Martelli Eugenio, Capoccia Laura, Di Francesco Marco, Cavallo Eduardo, Pezzulla Maria Giulia, Giudice Giorgio, Bauleo Antonio, Coppola Giuseppe, Panagrosso Marco
Division of Vascular Surgery, Department of Surgery, S Maria Goretti Hospital, 81100 Latina, Italy.
Department of General and Specialist Surgery, Sapienza University of Rome, 00161 Rome, Italy.
Biomimetics (Basel). 2024 Aug 1;9(8):465. doi: 10.3390/biomimetics9080465.
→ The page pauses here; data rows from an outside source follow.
PR #164638, opened 2025-10-22
[RFC] Extend FASTCC to use up to 22 registers under APX

phoebewang:
FASTCC calling convention is used for internal functions for better performance. X64 doesn't define a different calling convention for FASTCC. I think the reason is we have balanced caller/callee save registers defined in X64.

With APX feature, we have 16 more caller save registers. They can all be used for argument passing. So we extend FASTCC to use up to 22 registers in argument passing.

PR #198943, opened 2026-05-20
[coro] Use C calling convention for C++20 coroutines

### LINKED ISSUE #91123: coroutine frame from lambda
I think there are should be a way to create coroutine frame from lambda. There are use cases:

* when we sure dont need allocation here, just create a handle and pass into function which accepts coroutine handles
* when coroutine handle may be invoked concurrently from different threads ('when_any' implementation), but its not possible in standard C++ to handle this (calling .resume concurrently will lead to UB). With lambdas calling .resume concurrently may be handled with simple mutex
* to create 'always done' coroutine, just like std::noop_coroutine, but .done always returns true
* to create special coroutines, such as generator, which is always empty (without allocatons). This may be used in std::generator move operator (there are no default constructor for std::generator, but move constructor is present, so to create "default" state for such generator we can use some global generator object, which .resume does nothing and .destroy does nothing too)

I have "implementation", but for obvious reasons it is not good: it contains undefined behavior. And i dont know is it intentional, but clang ignores all noinline and std::launder hacks and just optimizes out all code every time (with O1/O2/O3):
https://godbolt.org/z/EP1b8Eb9x

```cpp
template <typename F>
struct alignas(__STDCPP_DEFAULT_NEW_ALIGNMENT__) coroutine_frame {
  void (*resume)(void*) = &do_resume<std::decay_t<coroutine_frame>>;
  void (*destroy)(void*) = &do_destroy<std::decay_t<coroutine_frame>>;
  F f;

  coroutine_frame(F value) : f(std::move(value)) {}

  [[gnu::noinline]] std::coroutine_handle<> handle() noexcept {
    return std::coroutine_handle<>::from_address(std::launder(this));
  }
};
```

vogelsgesang:
Change the calling convention for resume / destroy functions of C++ coroutines from `fastcc` to the C calling convention.

The resume / destroy functions are exposed as part of the coroutine ABI and must be compatible with other compilers and other versions of LLVM. fastcc is an LLVM-internal, unstable calling convention, though.

In practice, fastcc and the C calling convention are in sync for `void func(void*)` function signatures on almost all platforms. Therefore, I think we can still do this change without widespread ABI breakage.

`fastcc` and `ccc` do differ for i686 (x86-32), MIPS O32, PowerPC64 ELFv1 and Lanai. Afaik, those are all legacy ABIs and a recent feature like C++20 coroutines is unlikely to be used by projects still targeting legacy ABIs.

Historical context: I tried to figure out why `fastcc` was used. It is around since the original commit f93082e71a94 from 2016, predating the cross-vendor coroutine ABI work. I could not find any discussion of whether this should use `fastcc` on the review or on the mailing list.

As a side-effect, this also fixes #91123.

Co-authored-by: Cursor <cursoragent@cursor.com>

### DIFF
--- a/clang/docs/ReleaseNotes.rst
+++ b/clang/docs/ReleaseNotes.rst
@@ -107,6 +107,12 @@ ABI Changes in This Version
 - Clang now uses MSVC-compatible manglings for supported AArch64 SVE builtin
   types when targeting the Microsoft ABI. This changes symbol names for
   affected declarations compared to previous Clang releases. (#GH196170)
+- The resume and destroy functions of C++20 coroutines now use the platform C
+  calling convention instead of LLVM's internal ``fastcc``. This makes the
+  coroutine ABI stable across LLVM versions and interoperable with other
+  compilers. On most targets this is not a breaking change because ``fastcc``
+  and the platform C calling convention agree for ``void(ptr)``. It is an ABI
+  break on i686, MIPS O32, PowerPC64 ELFv1, and Lanai.
 
 AST Dumping Potentially Breaking Changes
 ----------------------------------------
--- a/clang/test/CodeGenCoroutines/coro-gro4.cpp
+++ b/clang/test/CodeGenCoroutines/coro-gro4.cpp
@@ -44,8 +44,8 @@ wrapper fn() { co_return; }
 // CHECK: call void @gro_destroy()
 // CHECK: ret void
 
-// CHECK: define internal fastcc void @_Z2fnv.resume
+// CHECK: define internal void @_Z2fnv.resume
 // CHECK-NOT: call void @gro_destroy()
 
-// CHECK: define internal fastcc void @_Z2fnv.destroy
+// CHECK: define internal void @_Z2fnv.destroy
 // CHECK-NOT: call void @gro_destroy()
--- a/clang/test/CodeGenCoroutines/coro-symmetric-transfer-03.cpp
+++ b/clang/test/CodeGenCoroutines/coro-symmetric-transfer-03.cpp
@@ -64,5 +64,5 @@ Task task0() {
 // CHECK-LABEL: define{{.*}} void @_Z5task0v.resume
 // This checks we are still in the scope of the current function.
 // CHECK-NOT: {{^}}}
-// CHECK: musttail call fastcc void
+// CHECK: musttail call void
 // CHECK-NEXT: ret void
--- a/clang/test/CodeGenCoroutines/coro-symmetric-transfer-04.cpp
+++ b/clang/test/CodeGenCoroutines/coro-symmetric-transfer-04.cpp
@@ -62,5 +62,5 @@ Task task0() {
 // CHECK-LABEL: define{{.*}} void @_Z5task0v.resume
 // This checks we are still in the scope of the current function.
 // CHECK-NOT: {{^}}}
-// CHECK: musttail call fastcc void
+// CHECK: musttail call void
 // CHECK-NEXT: ret void
--- a/clang/test/CodeGenCoroutines/pr65018.cpp
+++ b/clang/test/CodeGenCoroutines/pr65018.cpp
@@ -45,6 +45,6 @@ MyTask FooBar() {
 
 // CHECK: %[[RET:.+]] = {{.*}}call{{.*}}@_ZN7Awaiter13await_suspendESt16coroutine_handleIvE
 // CHECK: %[[RESUME_ADDR:.+]] = load ptr, ptr %[[RET]],
-// CHECK: musttail call fastcc void %[[RESUME_ADDR]]({{.*}}%[[RET]]
+// CHECK: musttail call void %[[RESUME_ADDR]]({{.*}}%[[RET]]
 // CHECK: ret
 
--- a/llvm/docs/Coroutines.rst
+++ b/llvm/docs/Coroutines.rst
@@ -382,7 +382,7 @@ Outlined resume part of the coroutine will reside in function `f.resume`:
 
 .. code-block:: llvm
 
-  define internal fastcc void @f.resume(ptr %frame.ptr.resume) {
+  define internal void @f.resume(ptr %frame.ptr.resume) {
   entry:
     %inc.spill.addr = getelementptr %f.frame, ptr %frame.ptr.resume, i64 0, i32 2
     %inc.spill = load i32, ptr %inc.spill.addr, align 4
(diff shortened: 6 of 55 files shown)


ChuanqiXu9:
I agree ABI compatiblity is important. But given fastcc is used for years, it may be a regression in fact to change that. Maybe we can add an opt-in option for people who don't care about ABI compatibility to still use fastcc.

vogelsgesang:
> Maybe we can add an opt-in option for people who don't care about ABI compatibility to still use fastcc.

I am not opposed, but would like to understand the motivation slightly better 🙂 

> may be a regression

Which type of regression are you concerned about?
Performance? ABI breakage? Something else?

Afaict, on all commonly used platforms (ARM, x64, many others), `fastcc` is de-facto identical with `ccc`, so it won't lead to a ABI breakage in practice for those ABIs.
Also performance-wise I think we should be fine.

The only case I can think of where this would break are LTO-links which might mix "old" with "new" post-split coroutines. In this code, the LTO-linker would see a disagreeing calling conventions and might miscompile. Not sure if LTO links across different LLVM versions are a supported scenario?

NewSigma:
I think `fastcc` is required for [TCO](https://llvm.org/docs/CodeGenerator.html#tail-call-optimization).

ChuanqiXu9:
> > Maybe we can add an opt-in option for people who don't care about ABI compatibility to still use fastcc.
> 
> I am not opposed, but would like to understand the motivation slightly better 🙂
> 
> > may be a regression
> 
> Which type of regression are you concerned about? Performance? ABI breakage? Something else?
> 
> Afaict, on all commonly used platforms (ARM, x64, many others), `fastcc` is de-facto identical with `ccc`, so it won't lead to a ABI breakage in practice for those ABIs. Also performance-wise I think we should be fine.
> 
> The only case I can think of where this would break are LTO-links which might mix "old" with "new" post-split coroutines. In this code, the LTO-linker would see a disagreeing calling conventions and might miscompile. Not sure if LTO links across different LLVM versions are a supported scenario?

Sorry, it seems like I misunderstand anything. If fastcc is the samething with ccc in all mainstream platform, why it is a compatibility problem and why why it solves https://github.com/llvm/llvm-project/issues/91123? I assume you're not solving a formal problem, right?

vogelsgesang:
> Sorry, it seems like I misunderstand anything. If fastcc is the samething with ccc in all mainstream platform, why it is a compatibility problem

**Today**, this is not a compatibility problem (for most platforms) because fastcc happens to be identical to ccc.
However, the fastcc calling convention is not considered stable, and LLVM can change it between releases.
That's at least how I understood the discussion in https://github.com/llvm/llvm-project/pull/164638 (@phoebewang please correct me if I misunderstood).
By exposing `fastcc` in a cross-module, cross-vendor way via coroutines, we are undermining the design goal that fastcc might be changed in the future.

For 32-bit i686, this is an actual ABI issue already today - and accordingly would be an ABI break. Not sure if we currently have any C++20 coroutine users which still compile for i686 and who would be impacted by this break.

> and why it solves https://github.com/llvm/llvm-project/issues/91123?

Currently, #91123 fails because the [InstCombineCalls](https://github.com/llvm/llvm-project/blob/577c2b6ccb1f358ed2948b6ae4cf443c4a842e75/llvm/lib/Transforms/InstCombine/InstCombineCalls.cpp#L4774) checks

```cplusplus
      // If the call and callee calling conventions don't match, and neither one
      // of the calling conventions is compatible with C calling convention
      // this call must be unreachable, as the call is undefined.
      if ((CalleeF->getCallingConv() != Call.getCallingConv() &&
           !(CalleeF->getCallingConv() == llvm::CallingConv::C &&
             TargetLibraryInfoImpl::isCallingConvCCompatible(&Call)) &&
           !(Call.getCallingConv() == llvm::CallingConv::C &&
             TargetLibraryInfoImpl::isCallingConvCCompatible(CalleeF))) &&
          // Only do this for calls to a function with a body.  A prototype may
          // not actually end up matching the implementation's calling conv for a
          // variety of reasons (e.g. it may be written in assembly).
          !CalleeF->isDeclaration()) {
        Instruction *OldCall = &Call;
        CreateNonTerminatorUnreachable(OldCall);
```

InstCombine sees two different calling conventions. It doesn't check if they happen to be compatible on the binary level. It decides that this is undefined behavior simply on the fact, that the calling conventions have different names

After this fix, the call-site also uses the C-calling convention, so the disagreement on calling conventions is gone

> I assume you're not solving a formal problem, right?

Re "ABI compatiblity with other vendors": yes, you might argue that this only fixes a "formal" problem
Re #91123: this actually fixes the problem

ChuanqiXu9:
Got it. Clear. LGTM

ChuanqiXu9 (approved):

ChuanqiXu9:
For tail call optimization, I think it is fine if we can be sure the symmetric transfer will be happen in X86 and AArch64, which I think is already checked by the test.
The TCO is an implementation for the symmetric transfer. However, on the one hand, it is not good to implement C++ feature in the middle end. This is false layering. On the other hand, the are already platforms not supporting symmetric transfer. So we're already not conforming in all platforms.

vogelsgesang:
> I think fastcc is required for [TCO](https://llvm.org/docs/CodeGenerator.html#tail-call-optimization).

Yep, that part of the documentation also confused me.
Afaict, the requirement for `fastcc` applies to the `tail` attribute, not the `musttail` attribute.

Looking at https://llvm.org/docs/LangRef.html#call-instruction, there are two attributes: `tail` and `musttail`.

For `tail` we have:

> Tail call optimization for calls marked tail is guaranteed to occur if the following conditions are met:
> * Caller and callee both have the calling convention fastcc or tailcc.
> * [...]
> * [Platform-specific constraints are met.](https://llvm.org/docs/CodeGenerator.html#tail-call-optimization)

I think the section you linked applies especially to `tail`, because:
1. For `musttail`, we don't have the constraint re `fastcc` documented in https://llvm.org/docs/LangRef.html#call-instruction
2. That https://llvm.org/docs/CodeGenerator.html#tail-call-optimization section is actually linked as a subbullet-point under the `tail` description, but not under the `musttail` description

vogelsgesang:
> Got it. Clear. LGTM

Thank you! 🙂 

I am planning to merge this in a week from now.
(I will wait a week to also give others an opportunity to chime in)

phoebewang:
I'm supportive of the change. Do not use fastcc for the sake of stability and backward compatibility.

> However, the fastcc calling convention is not considered stable, and LLVM can change it between releases.
> That's at least how I understood the discussion in #164638 (@phoebewang please correct me if I misunderstood).

Yes, it's a flexible calling convention that may change with target's capability. We have done similar thing in #164768 to limit the use of fastcc in LLVM.

PR #198944, opened 2026-05-21
[lldb][macos] Add dependency on Core in HostInfoMacOSX

jasonmolenda:


jasonmolenda:
https://github.com/llvm/llvm-project/pull/198931 broke the build on mac.
I made this PR adding a dependency on Core, but @JDevlieghere reminds me that we can only depend on Utility from Host, this PR is not acceptable.

PR #198948, opened 2026-05-21
[clang] Parse `__typeof_unqual__` consistently with `__typeof__`

Cons-Cat:
C23 `__typeof_unqual` and `__typeof_unqual__` are supported in all language modes as an extension.
However, existing tests missed this form:
```cpp
int main() {
   __typeof_unqual(int) x = 0;
}
```
That doesn't compile today.
```
<source>:2:4: error: expected expression
    2 |    __typeof_unqual(int) x = 0;
      |    ^
1 error generated.
Compiler returned: 1
```
I think the fix is to parse `tok::kw_typeof_unqual` everywhere that we currently parse `tok::kw_typeof`. It simply falls through `case`s beneath `tok::kw_typeof`, so this should handle them equivalently. No keyword semantics are changed by this PR.

While in here I noticed Clang Format ignores the token too, so I gave Clang Format the same parsing parity between these tokens. It now holds true under `isTypeName()`, just like `typeof`. `__typeof_unqual` kind of accidentally formatted correctly in C++ anyways, but not in C, so this is a meaningful fix. Previously it had no tests at all.

In the `clang-format` release notes, I'm not sure whether this should be considered a fix or a new feature. I've left the clang-format notes unchanged for now.


mydeveloperday (changes requested):
I would prefer for clang format changes to not touch Parser etc, when they support it we can

cor3ntin:
The clang changes looks good but i agree with @mydeveloperday  - can you split the PR in 2 parts (clang, clang format)?

cor3ntin (approved):
Thanks. Do you need me to merge that for you?

Cons-Cat:
> Thanks. Do you need me to merge that for you?

Hi, sorry for the late reply! Yes, if it looks mergeable that would be great.

PR #198949, opened 2026-05-21
   [lldb] Fix dummy target filtering regression in CommandInterpreter

itf:
In  #198429  (reland),  CommandObject::GetTarget()  was tightened to return  nullptr  instead of the dummy target when no real target exists, unless the command explicitly opts in via  eCommandAllowsDummyTarget  or standard  target requirements
 
 However in  CommandInterpreter::GetExecutionContext(bool adopt_dummy_target) :
  
  ```   
    ExecutionContext
    CommandInterpreter::GetExecutionContext(bool adopt_dummy_target) const {
      return !m_overriden_exe_contexts.empty()
                 ? m_overriden_exe_contexts.top()
                 : m_debugger.GetSelectedExecutionContext(adopt_dummy_target);
    }
  ```
  
  If  m_overriden_exe_contexts  is not empty, the method returned the top context immediately—completely ignoring the  adopt_dummy_target  argument requested by the command object.
  
  Because of this:
  
  1. During sourced script runs,  process attach  received the dummy target as its execution target (since  adopt_dummy_target = false  was ignored).
  2. It bypassed the  target == nullptr  check and proceeded to attach directly to the dummy target.
  3. As the dummy target was never registered in  m_target_list , the main target list remained empty ( No targets. ), causing all subsequent commands (e.g., setting breakpoints or continuing) to fail with  invalid target  errors.
  
  ### The Fix:
  
   lldb/source/Interpreter/CommandInterpreter.cpp :
  Respect  adopt_dummy_target = false  in  GetExecutionContext  when a dummy target is present in the overridden execution context stackm   so that if  adopt_dummy_target  is  false  and the overridden context on the stack contains the dummy target, we clear the context before returning it. This forces  GetTarget()  to return  nullptr  as originally intended.

### Test:
  
  •  lldb/test/Shell/Commands/process-attach-dummy.test :
  Add a new standalone Lit shell test to replicate this scenario. The test sources a command sequence executing  process attach  when no target exists, and verifies that  target list  successfully registers the newly created real
  target ( target #0: <none> ) instead of leaving the list empty.


lldb/source/Interpreter/CommandInterpreter.cpp
```diff
@@ -3284,9 +3284,15 @@ void CommandInterpreter::FindCommandsForApropos(llvm::StringRef search_word,
...
-             : m_debugger.GetSelectedExecutionContext(adopt_dummy_target);
+  if (!m_overriden_exe_contexts.empty()) {
+    ExecutionContext override_ctx = m_overriden_exe_contexts.top();
+    if (!adopt_dummy_target && override_ctx.GetTargetPtr() &&
+        override_ctx.GetTargetPtr()->IsDummyTarget()) {
+      override_ctx.Clear();
+    }
+    return override_ctx;
+  }
+  return m_debugger.GetSelectedExecutionContext(adopt_dummy_target);
```
cmtice: A cleaner alternative might be:

return (m_overriden_exe_contexts.empty() || !adopt_dummy_target)
                 ?  m_debugger.GetSelectedExecutionContext(adopt_dummy_target)
                  : m_overriden_exe_contexts.top();

(I think this basically does the same thing as your code...)

itf: Done! this also works

cmtice (approved):

JDevlieghere:
I don't believe this is correct. I think we should only bypass the override when its target is the dummy target. Otherwise breakpoint commands and stop hooks silently switch to the user's selected thread instead of the stop thread. The `adopt_dummy_target` means that we're going to adopt the dummy target if there's no real target. In other words, it signals that we *may* adopt the dummy target. That alone isn't sufficient reason to bypass the execution context stack.

Edit: I find it surprising if there would be no test failures with this patch. If that's because we don't test a breakpoint command or stop hook that operates on the non-selected thread, then we should certainly add that. If it's because this happens to still do the right thing indirectly, then let's figure if that's intentional and if we can make that more obvious (or document it).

Artificial Intelligence (AI) made its first appearance in 1956, and since then it has progressively introduced itself in healthcare systems and patients' information and care. AI functions can be grouped under the following headings: Machine Learning (ML), Deep Learning (DL), Artificial Neural Network (ANN), Convolutional Neural Network (CNN), Computer Vision (CV). Biomimetic intelligence (BI) applies the principles of systems of nature to create biological algorithms, such as genetic and neural network, to be used in different scenarios. Chronic limb-threatening ischemia (CLTI) represents the last stage of peripheral artery disease (PAD) and has increased over recent years, together with the rise in prevalence of diabetes and population ageing. Nowadays, AI and BI grant the possibility of developing new diagnostic and treatment solutions in the vascular field, given the possibility of accessing clinical, biological, and imaging data. By assessing the vascular anatomy in every patient, as well as the burden of atherosclerosis, and classifying the level and degree of disease, sizing and planning the best endovascular treatment, defining the perioperative complications risk, integrating experiences and resources between different specialties, identifying latent PAD, thus offering evidence-based solutions and guiding surgeons in the choice of the best surgical technique, AI and BI challenge the role of the physician's experience in PAD treatment.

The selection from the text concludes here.